-- Work item --
Set every entry down again precisely.

──────── Data listing

PR #572, opened 2024-05-30
RoyalRender: enabled toggle is ignored in royal render

kalisp:
## Changelog Description
This PR uses On/Off state of RoyalRender in Studio Settings to enable it.

## Additional info
On/Off toggle should be on RR addon as we might allow to enable different render management system (eg RR, Deadline, OpenCue) per project. But that is not implemented currently. Now it is expected single RMS for all projects

## Testing notes:
1. keep RR AND DL in a bundle 
2. keep RR toggle disabled in Studio Settings
image
3. Try to publish to DL, it shouldnt complain about RR stuff


MilaKudr (approved):
Without this PR rendering to Deadline fails, after applying it the whole publish and render to DL works correctly.

iLLiCiTiT (dismissed):

iLLiCiTiT:
I think the `enabled` state should not turn off addon, but it's functionality. The checkbox is in studio and project settings, but if you would turn it off in studio settings then project settings value is not propagated.

iLLiCiTiT:
https://github.com/ynput/ayon-core/pull/572#issuecomment-2142249877

Should we at least change scope of `enabled` to only `studio`?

────────────────

-- Written solution --
PR #572, opened 2024-05-30
RoyalRender: enabled toggle is ignored in royal render

kalisp:
## Changelog Description
This PR uses On/Off state of RoyalRender in Studio Settings to enable it.

## Additional info
On/Off toggle should be on RR addon as we might allow to enable different render management system (eg RR, Deadline, OpenCue) per project. But that is not implemented currently. Now it is expected single RMS for all projects

## Testing notes:
1. keep RR AND DL in a bundle 
2. keep RR toggle disabled in Studio Settings
image
3. Try to publish to DL, it shouldnt complain about RR stuff


MilaKudr (approved):
Without this PR rendering to Deadline fails, after applying it the whole publish and render to DL works correctly.

iLLiCiTiT (dismissed):

iLLiCiTiT:
I think the `enabled` state should not turn off addon, but it's functionality. The checkbox is in studio and project settings, but if you would turn it off in studio settings then project settings value is not propagated.

iLLiCiTiT:
https://github.com/ynput/ayon-core/pull/572#issuecomment-2142249877

Should we at least change scope of `enabled` to only `studio`?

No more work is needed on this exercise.